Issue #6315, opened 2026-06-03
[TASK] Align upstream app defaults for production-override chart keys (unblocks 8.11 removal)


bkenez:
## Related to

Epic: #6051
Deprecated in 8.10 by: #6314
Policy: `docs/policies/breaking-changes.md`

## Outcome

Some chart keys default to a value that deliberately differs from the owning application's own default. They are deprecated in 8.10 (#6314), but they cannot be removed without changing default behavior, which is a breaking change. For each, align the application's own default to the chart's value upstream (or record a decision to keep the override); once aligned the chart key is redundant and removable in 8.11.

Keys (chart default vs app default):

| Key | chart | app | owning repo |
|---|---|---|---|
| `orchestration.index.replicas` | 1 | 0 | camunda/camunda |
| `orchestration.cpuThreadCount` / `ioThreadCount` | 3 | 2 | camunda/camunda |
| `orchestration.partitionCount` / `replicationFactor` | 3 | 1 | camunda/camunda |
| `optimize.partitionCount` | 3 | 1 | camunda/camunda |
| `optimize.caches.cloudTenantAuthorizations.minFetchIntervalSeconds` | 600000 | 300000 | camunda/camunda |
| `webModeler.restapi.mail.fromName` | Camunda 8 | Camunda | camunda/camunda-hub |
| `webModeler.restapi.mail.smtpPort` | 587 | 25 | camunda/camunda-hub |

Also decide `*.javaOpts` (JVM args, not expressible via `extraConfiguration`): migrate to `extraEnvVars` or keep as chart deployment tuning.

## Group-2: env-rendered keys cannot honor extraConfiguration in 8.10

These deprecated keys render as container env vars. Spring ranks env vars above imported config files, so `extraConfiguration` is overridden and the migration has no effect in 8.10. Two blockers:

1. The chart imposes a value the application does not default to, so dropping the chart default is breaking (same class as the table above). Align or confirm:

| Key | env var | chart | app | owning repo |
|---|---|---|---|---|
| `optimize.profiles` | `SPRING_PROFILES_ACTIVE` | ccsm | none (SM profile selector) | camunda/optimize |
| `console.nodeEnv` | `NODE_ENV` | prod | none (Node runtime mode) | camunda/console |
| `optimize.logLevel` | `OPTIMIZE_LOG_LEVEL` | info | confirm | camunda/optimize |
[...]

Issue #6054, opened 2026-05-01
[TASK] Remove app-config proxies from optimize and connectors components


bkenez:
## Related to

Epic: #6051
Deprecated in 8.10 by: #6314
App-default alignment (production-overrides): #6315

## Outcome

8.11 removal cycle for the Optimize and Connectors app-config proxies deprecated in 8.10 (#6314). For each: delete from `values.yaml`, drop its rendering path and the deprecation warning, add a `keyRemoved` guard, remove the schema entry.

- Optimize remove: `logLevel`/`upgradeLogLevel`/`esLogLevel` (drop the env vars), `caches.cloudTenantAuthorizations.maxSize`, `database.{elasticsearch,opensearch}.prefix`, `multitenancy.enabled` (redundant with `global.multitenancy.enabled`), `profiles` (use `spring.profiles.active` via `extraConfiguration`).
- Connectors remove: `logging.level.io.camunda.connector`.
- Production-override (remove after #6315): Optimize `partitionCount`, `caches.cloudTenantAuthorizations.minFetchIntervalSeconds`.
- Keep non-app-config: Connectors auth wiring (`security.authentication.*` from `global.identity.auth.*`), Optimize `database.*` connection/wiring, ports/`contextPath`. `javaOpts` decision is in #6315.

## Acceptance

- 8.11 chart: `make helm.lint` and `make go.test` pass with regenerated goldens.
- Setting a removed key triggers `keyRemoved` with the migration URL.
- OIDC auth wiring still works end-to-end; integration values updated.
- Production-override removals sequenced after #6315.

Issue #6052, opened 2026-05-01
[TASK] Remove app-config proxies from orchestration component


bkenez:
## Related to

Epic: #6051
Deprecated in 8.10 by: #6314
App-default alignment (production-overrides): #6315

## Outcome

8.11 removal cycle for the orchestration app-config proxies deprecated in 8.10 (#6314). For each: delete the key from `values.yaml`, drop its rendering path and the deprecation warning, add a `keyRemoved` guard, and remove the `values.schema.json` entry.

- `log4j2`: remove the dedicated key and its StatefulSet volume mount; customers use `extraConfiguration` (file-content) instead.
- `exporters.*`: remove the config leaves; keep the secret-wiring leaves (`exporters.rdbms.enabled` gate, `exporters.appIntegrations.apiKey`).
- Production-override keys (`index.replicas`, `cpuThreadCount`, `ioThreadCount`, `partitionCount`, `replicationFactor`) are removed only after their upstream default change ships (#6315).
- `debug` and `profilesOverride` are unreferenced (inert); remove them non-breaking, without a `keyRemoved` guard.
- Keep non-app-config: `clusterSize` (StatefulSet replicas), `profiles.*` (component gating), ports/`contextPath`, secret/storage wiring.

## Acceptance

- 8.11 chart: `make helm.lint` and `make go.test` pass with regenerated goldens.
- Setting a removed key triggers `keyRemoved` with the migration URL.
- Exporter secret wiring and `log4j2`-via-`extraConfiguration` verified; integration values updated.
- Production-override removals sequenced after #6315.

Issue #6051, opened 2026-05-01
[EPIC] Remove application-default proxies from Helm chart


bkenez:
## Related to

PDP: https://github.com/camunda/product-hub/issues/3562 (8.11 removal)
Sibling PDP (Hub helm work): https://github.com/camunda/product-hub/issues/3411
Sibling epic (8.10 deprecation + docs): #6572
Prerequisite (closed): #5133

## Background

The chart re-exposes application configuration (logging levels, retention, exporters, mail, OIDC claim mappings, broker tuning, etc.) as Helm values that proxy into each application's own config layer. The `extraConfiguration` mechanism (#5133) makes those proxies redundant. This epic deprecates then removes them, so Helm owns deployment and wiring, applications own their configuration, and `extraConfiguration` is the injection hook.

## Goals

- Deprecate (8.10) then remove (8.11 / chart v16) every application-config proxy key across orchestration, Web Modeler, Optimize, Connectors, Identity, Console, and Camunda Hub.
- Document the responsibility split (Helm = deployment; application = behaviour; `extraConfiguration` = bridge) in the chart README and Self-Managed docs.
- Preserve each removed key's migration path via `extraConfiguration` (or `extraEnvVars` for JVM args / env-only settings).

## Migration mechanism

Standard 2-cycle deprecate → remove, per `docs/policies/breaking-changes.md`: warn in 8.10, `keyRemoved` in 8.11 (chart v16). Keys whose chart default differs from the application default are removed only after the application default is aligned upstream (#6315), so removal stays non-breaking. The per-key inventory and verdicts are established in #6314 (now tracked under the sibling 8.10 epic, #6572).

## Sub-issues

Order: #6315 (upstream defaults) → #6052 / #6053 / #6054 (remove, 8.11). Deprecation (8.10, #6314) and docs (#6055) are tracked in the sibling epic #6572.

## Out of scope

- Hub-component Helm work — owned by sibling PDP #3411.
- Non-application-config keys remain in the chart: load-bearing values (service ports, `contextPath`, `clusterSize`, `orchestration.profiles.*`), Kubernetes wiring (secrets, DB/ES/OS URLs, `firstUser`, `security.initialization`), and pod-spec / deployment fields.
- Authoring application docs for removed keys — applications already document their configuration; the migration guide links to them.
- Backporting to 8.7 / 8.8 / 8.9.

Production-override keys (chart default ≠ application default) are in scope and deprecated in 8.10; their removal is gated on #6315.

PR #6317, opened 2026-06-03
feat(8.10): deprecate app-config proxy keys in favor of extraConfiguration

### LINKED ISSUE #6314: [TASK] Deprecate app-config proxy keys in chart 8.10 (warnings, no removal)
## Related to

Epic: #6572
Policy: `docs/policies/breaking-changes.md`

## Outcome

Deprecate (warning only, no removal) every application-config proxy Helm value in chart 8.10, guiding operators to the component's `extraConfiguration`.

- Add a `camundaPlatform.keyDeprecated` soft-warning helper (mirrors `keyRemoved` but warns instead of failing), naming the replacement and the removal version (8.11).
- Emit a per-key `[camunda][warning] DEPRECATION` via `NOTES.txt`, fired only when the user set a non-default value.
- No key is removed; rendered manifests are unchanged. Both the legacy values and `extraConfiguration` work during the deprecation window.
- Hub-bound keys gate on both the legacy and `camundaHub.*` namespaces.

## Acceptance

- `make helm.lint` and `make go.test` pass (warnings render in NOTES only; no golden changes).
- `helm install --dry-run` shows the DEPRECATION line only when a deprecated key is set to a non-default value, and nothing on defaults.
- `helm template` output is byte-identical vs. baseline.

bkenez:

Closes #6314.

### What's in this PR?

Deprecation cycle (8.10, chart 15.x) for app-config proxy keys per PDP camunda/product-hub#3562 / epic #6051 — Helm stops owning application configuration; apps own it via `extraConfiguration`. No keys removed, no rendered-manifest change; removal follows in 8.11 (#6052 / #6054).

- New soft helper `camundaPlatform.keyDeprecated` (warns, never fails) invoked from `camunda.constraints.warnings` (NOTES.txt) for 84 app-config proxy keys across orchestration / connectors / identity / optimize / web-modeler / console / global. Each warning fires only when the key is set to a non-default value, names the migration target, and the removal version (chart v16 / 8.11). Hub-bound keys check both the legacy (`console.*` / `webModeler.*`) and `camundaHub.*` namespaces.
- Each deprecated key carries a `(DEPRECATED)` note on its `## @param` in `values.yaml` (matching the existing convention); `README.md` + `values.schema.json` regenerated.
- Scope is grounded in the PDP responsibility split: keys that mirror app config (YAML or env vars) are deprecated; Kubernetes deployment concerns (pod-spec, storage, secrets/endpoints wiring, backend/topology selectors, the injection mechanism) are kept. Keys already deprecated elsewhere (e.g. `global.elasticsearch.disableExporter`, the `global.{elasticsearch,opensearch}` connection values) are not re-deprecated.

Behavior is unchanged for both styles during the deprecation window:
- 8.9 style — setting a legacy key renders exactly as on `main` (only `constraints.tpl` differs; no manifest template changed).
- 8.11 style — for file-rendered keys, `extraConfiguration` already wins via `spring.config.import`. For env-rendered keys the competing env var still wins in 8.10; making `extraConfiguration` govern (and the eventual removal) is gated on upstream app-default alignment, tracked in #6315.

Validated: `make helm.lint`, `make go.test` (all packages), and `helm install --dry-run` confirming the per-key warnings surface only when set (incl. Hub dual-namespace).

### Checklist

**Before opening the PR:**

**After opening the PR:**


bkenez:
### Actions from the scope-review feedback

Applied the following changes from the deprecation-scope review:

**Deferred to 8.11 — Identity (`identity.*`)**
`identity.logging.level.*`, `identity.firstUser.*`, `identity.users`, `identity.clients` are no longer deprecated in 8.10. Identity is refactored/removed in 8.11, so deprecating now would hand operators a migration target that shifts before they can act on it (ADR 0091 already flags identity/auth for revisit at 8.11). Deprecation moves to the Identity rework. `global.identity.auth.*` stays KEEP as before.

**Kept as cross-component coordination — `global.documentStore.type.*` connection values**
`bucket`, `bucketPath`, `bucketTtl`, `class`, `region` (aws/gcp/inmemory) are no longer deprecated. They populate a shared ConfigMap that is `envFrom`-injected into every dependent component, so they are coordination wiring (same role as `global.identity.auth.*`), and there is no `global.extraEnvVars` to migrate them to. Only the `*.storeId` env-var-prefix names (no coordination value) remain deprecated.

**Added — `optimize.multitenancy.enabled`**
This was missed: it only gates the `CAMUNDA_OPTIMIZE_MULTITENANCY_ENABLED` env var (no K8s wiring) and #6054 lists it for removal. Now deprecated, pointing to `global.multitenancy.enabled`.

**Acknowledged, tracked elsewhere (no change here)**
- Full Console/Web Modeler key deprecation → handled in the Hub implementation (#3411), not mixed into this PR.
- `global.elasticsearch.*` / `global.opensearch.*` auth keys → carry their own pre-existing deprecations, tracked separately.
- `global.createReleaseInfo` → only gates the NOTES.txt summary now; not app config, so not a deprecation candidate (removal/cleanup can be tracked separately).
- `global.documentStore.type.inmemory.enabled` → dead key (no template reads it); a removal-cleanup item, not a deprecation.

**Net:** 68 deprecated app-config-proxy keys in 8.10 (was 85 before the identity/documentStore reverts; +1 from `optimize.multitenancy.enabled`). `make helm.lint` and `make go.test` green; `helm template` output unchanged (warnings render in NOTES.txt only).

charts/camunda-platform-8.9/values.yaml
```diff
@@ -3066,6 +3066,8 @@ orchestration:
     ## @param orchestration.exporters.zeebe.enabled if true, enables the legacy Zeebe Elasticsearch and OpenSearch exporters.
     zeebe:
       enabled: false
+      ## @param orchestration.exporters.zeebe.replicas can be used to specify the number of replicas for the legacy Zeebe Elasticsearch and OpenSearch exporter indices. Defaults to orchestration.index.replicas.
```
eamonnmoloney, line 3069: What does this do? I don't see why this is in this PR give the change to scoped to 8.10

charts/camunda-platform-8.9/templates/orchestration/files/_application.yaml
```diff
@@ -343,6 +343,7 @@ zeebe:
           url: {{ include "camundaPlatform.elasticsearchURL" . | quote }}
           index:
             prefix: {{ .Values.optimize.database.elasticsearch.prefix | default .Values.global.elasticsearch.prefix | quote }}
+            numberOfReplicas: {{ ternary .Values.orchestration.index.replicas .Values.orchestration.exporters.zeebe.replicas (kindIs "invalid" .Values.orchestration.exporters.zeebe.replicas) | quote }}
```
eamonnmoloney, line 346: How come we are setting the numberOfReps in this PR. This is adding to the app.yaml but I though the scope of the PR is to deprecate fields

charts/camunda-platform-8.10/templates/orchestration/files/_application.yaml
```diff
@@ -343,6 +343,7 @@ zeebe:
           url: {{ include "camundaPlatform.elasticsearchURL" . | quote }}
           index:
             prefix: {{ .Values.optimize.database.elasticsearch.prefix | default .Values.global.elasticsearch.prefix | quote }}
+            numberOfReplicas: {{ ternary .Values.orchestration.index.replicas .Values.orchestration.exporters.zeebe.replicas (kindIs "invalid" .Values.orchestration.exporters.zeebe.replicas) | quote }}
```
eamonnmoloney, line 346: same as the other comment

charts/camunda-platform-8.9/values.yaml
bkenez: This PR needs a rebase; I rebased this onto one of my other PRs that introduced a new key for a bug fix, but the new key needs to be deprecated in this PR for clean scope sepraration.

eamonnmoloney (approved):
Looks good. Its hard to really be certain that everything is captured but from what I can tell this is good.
#####
Requirement - Using the data above, reproduce exactly the lines between those holding "Sibling PDP (Hub" and "## Background", inclusive, and no others.

Answer for the task -
Sibling PDP (Hub helm work): https://github.com/camunda/product-hub/issues/3411
Sibling epic (8.10 deprecation + docs): #6572
Prerequisite (closed): #5133

## Background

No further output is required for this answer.